Today, after 17 years in development, the American Dream mall in New Jersey is open for business. (Well, at least part of it is.) In my book, I explained why we should be skeptical that it’ll be worth what taxpayers put into it, and why, more broadly, malls don’t really generate economic development in the year 2019. Here’s a bit of that story:
It’s fitting that the most disastrous mall project in America is in the Garden State. After all, the tiny state has dozens of malls; they’re an indelible part of the landscape and culture. Both “Mallrats” and “Paul Blart: Mall Cop” were set in Jersey for a reason.
The American Dream began as Xanadu, a megamall in East Rutherford, New Jersey, which is also home to the Meadowlands, the site of MetLife Stadium, where both the New York Jets and New York Giants play. Construction on the site began in 2004, but by 2006 the project was belly-up. Not until 2011 did the current developer — Triple Five — take over construction on what governor Chris Christie called the “ugliest damn building in New Jersey, maybe in America.”

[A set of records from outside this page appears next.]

PR #1608, opened 2026-07-24
[DX-4553] Add docker build cache dance

kalverra:
## Fix `--mount=type=cache`

Use the [buildkit-cache-dance action](https://github.com/reproducible-containers/buildkit-cache-dance) to properly enable caching docker layers with `--mount=type=cache` in CI. See [Docker docs on caching](https://docs.docker.com/build/ci/github-actions/cache/#cache-mounts) for more info.

### 1. Unified `cache-mode` Enum Preset

- Consolidated `docker-restore-cache` and `docker-save-cache` into a single `cache-mode` input parameter with standard presets:
  - `auto` (Default): Save on `push`/`schedule`, restore on `pull_request` and other events.
  - `read-write` (or `true`): Force save and restore.
  - `read-only`: Restore cache only.
  - `write-only`: Save cache only.
  - `off` (or `false`): Disable GHA layer caching.

### 2. Auto-Inferred `buildkit-cache-dance` via `cache-map`

- Callers no longer need to specify `cache-dance: "true"` explicitly. Providing a non-empty `cache-map` automatically enables `buildkit-cache-dance`.
- `cache-map` added as the standard input name, with `cache-dance-cache-map` retained as a backward-compatible fallback alias.


actions/ctf-build-image/action.yml
```diff
@@ -184,7 +216,7 @@ runs:
 
     - name: Build push docker image
       id: build-image
-      uses: smartcontractkit/.github/actions/build-push-docker@build-push-docker/v1
+      uses: smartcontractkit/.github/actions/build-push-docker@7e35079241f460640626adb0ca320fb29aabd8a9 # DEBUG: Using cache dance version
```
erikburt: Should leave this as `/v1`.
* If in the same PR (like right now) there might be a small point at which this is incompatible.
* Or you have to change this action in a separate PR after the above has been retagged to v1.

actions/ctf-build-image/scripts/test-cache-event-overrides.sh
```diff
@@ -0,0 +1,76 @@
+#!/bin/bash
```
erikburt, line 1: This script seems like it's testing itself?

actions/build-push-docker/action.yml
```diff
@@ -361,6 +393,15 @@ runs:
...
 
+    # Persist BuildKit RUN --mount=type=cache directories across GHA runs
+    # See: https://github.com/reproducible-containers/buildkit-cache-dance
+    # See: https://docs.docker.com/build/ci/github-actions/cache/#cache-mounts
+    - name: Cache Dance
+      if: ${{ inputs.cache-dance == 'true' }}
+      uses: reproducible-containers/buildkit-cache-dance@5422eac04292c961a382e0f584ea0f03ad9da723 # v3.4.0
+      with:
+        cache-map: ${{ inputs.cache-dance-cache-map }}
+
```
erikburt: Do we need/want to expose this here, or can we just put all of this logic into `ctf-build-image`. Are there plans to use this for other image build workflows that don't get called from `ctf-build-image`?

actions/build-push-docker/scripts/test-cache-dance-config.sh
```diff
@@ -0,0 +1,54 @@
+#!/bin/bash
```
erikburt, line 1: This script also seems to be testing itself.

actions/build-push-docker/action.yml
kalverra: I don't have any immediate plans to use it elsewhere, but I think it makes sense to keep it here for [anyone else who uses this action](https://github.com/search?q=org%3Asmartcontractkit%20smartcontractkit%2F.github%2Factions%2Fbuild-push-docker&type=code) and wants to benefit.

actions/build-push-docker/scripts/test-cache-dance-config.sh
kalverra: Yep, holdover from earlier attempt

actions/build-push-docker/action.yml
kalverra: I don't have any immediate plans to use it elsewhere, but I think it makes sense to keep it here for [anyone else who uses this action](https://github.com/search?q=org%3Asmartcontractkit%20smartcontractkit%2F.github%2Factions%2Fbuild-push-docker&type=code) and wants to benefit.

actions/ctf-build-image/scripts/test-cache-event-overrides.sh
kalverra: Yep, holdover from earlier attempt

actions/build-push-docker/action.yml
```diff
@@ -123,21 +123,29 @@ inputs:
...
+  cache-dance:
+    description: |
+      Deprecated: Explicitly enable/disable buildkit-cache-dance. If unset, cache-dance is automatically enabled when cache-map is provided.
+    required: false
+    default: ""
+  cache-dance-cache-map:
+    description: |
+      Deprecated alias for cache-map.
+    required: false
+    default: ""
```
erikburt: These are "deprecated" but they were never released in the first place.

erikburt (commented):
Would like to see the `/chainlink` pr tested against the new changes too.

actions/ctf-build-image/scripts/go-get-overrides.sh
```diff
@@ -0,0 +1,45 @@
...
+  dep="${line%%=*}"
+  sha="${line#*=}"
+  [[ -z "$dep" || -z "$sha" ]] && continue
+
+  # Qualify module name if short name provided
+  if [[ "$dep" != *"/"* ]]; then
+    module="github.com/smartcontractkit/${dep}"
+  else
+    module="${dep}"
+  fi
```
erikburt, line 29: Is there a use-case for supporting arbitrary overrides, if not I think limiting it to smartcontractkit deps makes the most sense to me.

kalverra: > Is there a use-case for supporting arbitrary overrides

Probably not, but will ask @jmank88 to check.

actions/build-push-docker/action.yml
```diff
@@ -359,12 +350,24 @@ runs:
...
+      id: resolve-cache
       shell: bash
       env:
+        ACTION_PATH: ${{ github.action_path }}
+        CACHE_MODE: ${{ inputs.cache-mode }}
+        GITHUB_EVENT_NAME: ${{ github.event_name }}
         DOCKER_RESTORE_CACHE: ${{ inputs.docker-restore-cache }}
         DOCKER_SAVE_CACHE: ${{ inputs.docker-save-cache }}
+      run: |
+        "${ACTION_PATH}/scripts/resolve-cache-settings.sh" >> "$GITHUB_OUTPUT"
```
erikburt: I would prefer `| tee -a "${GITHUB_OUTPUT}"`. I find it very helpful for debugging.

actions/build-push-docker/action.yml
```diff
@@ -200,9 +190,10 @@ runs:
       shell: bash
       env:
         ACTION_PATH: ${{ github.action_path }}
-        CACHE_DANCE: ${{ inputs.cache-dance }}
-        CACHE_MAP: ${{ inputs.cache-map || inputs.cache-dance-cache-map }}
+        CACHE_MAP: ${{ inputs.cache-map }}
+        CACHE_DANCE_CACHE_MAP: ${{ inputs.cache-dance-cache-map }}
       run: |
+
         "${ACTION_PATH}/scripts/validate-cache-dance-config.sh" >> "$GITHUB_OUTPUT"
```
erikburt: `| tee` here as well.

actions/build-push-docker/action.yml
```diff
@@ -136,14 +131,9 @@ inputs:
...
-    description: |
-      Deprecated: Explicitly enable/disable buildkit-cache-dance. If unset, cache-dance is automatically enabled when cache-map is provided.
-    required: false
-    default: ""
   cache-dance-cache-map:
     description: |
-      Deprecated alias for cache-map.
+      [Deprecated] Alias for `cache-map`. JSON string mapping cache mount paths/names for buildkit-cache-dance.
     required: false
     default: ""
```
erikburt: Can't this be outright deleted? It was never released, we don't need to deprecate an input before it's actually released/used.

actions/build-push-docker/README.md
```diff
@@ -30,12 +30,8 @@ multi-platform manifest from per-arch builds.
...
-| `docker-build-cache-to`   | no           | GHA cache scoped to OS/arch                           | Override the cache destination. Effective only when `docker-save-cache` is `true`.                                                                                                                                                                                          |
+| `docker-build-cache-from` | no           | GHA cache scoped to OS/arch                           | **DEPRECATED: Use `cache-mode` instead!** Override the cache source. Effective only when cache restore is enabled via `cache-mode` (e.g. `auto` on PRs, `read-write`, or `read-only`).                                                                                      |
+| `docker-build-cache-to`   | no           | GHA cache scoped to OS/arch                           | **DEPRECATED: Use `cache-mode` instead!** Override the cache destination. Effective only when cache save is enabled via `cache-mode` (e.g. `auto` on push/schedule, `read-write`, or `write-only`).                                                                         |
```
erikburt: These aren't deprecated.

actions/ctf-build-image/action.yml
```diff
@@ -123,10 +123,20 @@ inputs:
...
+    required: false
+    description: |
+      [Deprecated] Toggles docker cache restore for builds. Use `cache-mode` instead.
+    default: ""
+  docker-save-cache:
+    required: false
+    description: |
+      [Deprecated] Toggles docker cache save after builds. Use `cache-mode` instead.
+    default: ""
   cache-mode:
```
erikburt: Why add deprecated inputs to this action?

actions/build-push-docker/action.yml
erikburt: If it's interfering with exit codes, then the script can call tee directly

actions/build-push-docker/scripts/validate-cache-dance-config.sh
```diff
@@ -0,0 +1,32 @@
...
+    exit 1
+  fi
+  if ! command -v jq >/dev/null 2>&1; then
+    echo "::error::'jq' command not found; required to validate cache-map JSON."
+    exit 1
+  fi
+  if ! echo "$CACHE_MAP" | jq . >/dev/null 2>&1; then
+    echo "::error::cache-map must be valid JSON."
+    exit 1
+  fi
```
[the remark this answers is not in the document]
kalverra: cache-dance action checks this already

erikburt (approved):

That developer — which is owned by the Ghermezian family, who have done quite a bit of megamall development, including building the Mall of America in Minnesota — has promised to turn the American Dream into a shoppers’ paradise that is much more than a mall. The plans include a water park, a theme park, a ski slope, and an aquarium alongside the complex’s 450 stores. Triple Five claims that such attractions will render the mall “internet proof” — “on par with Dubai” is its vision for the shopping mecca.
To get there, the mall has received a hefty amount of support from the taxpayer. All told, the state and local governments have gifted it some $1 billion, and the project is also backed by more than $1 billion in municipal bonds.
The numbers got so high partly out of simple desperation; with the project having been stalled for so long, New Jersey lawmakers were willing to do just about anything to kick-start the construction of what locals began to refer to as Xanadon’t. A decade and a half is a long time to be staring at a hole in the ground.
Triple Five was also promising that tens of thousands of jobs would be created by the mall, in a state where postrecession unemployment lingered above that in the rest of the region; it also promised $3.5 billion in tax revenue over two decades. (For the record, the New Jersey Economic Development Authority has vastly lower estimates for job creation and tax revenue for the site, putting the latter more than $2 billion lower than does Triple Five.)
Is there any reason to think that a gigantic mall in the Meadowlands will be worth that much?
The key if and when the mall ever opens will be to draw in visitors who wouldn’t have been in the area if not for their pursuit of the American Dream. There’s certainly reason be skeptical that the spectacle of the American Dream will entice enough folks to make the massive cost worthwhile, as it is situated in the mall capital of the country.
Part of the boosters’ calculation even seems to be that New York tourists will want to spill over into New Jersey to hit the mall, having grown bored of Times Square and the Statue of Liberty. That’s a dubious proposition.
Plus, if the American Dream is such a slam dunk that people will come from far and wide to visit, why did it need so much public money? Tellingly, Triple Five is building another American Dream mall in Miami that is privately financed, showing that public money is not the difference between the developers plowing ahead or leaving a project to rot.
Maybe I’ll be proved wrong, of course. Time will tell.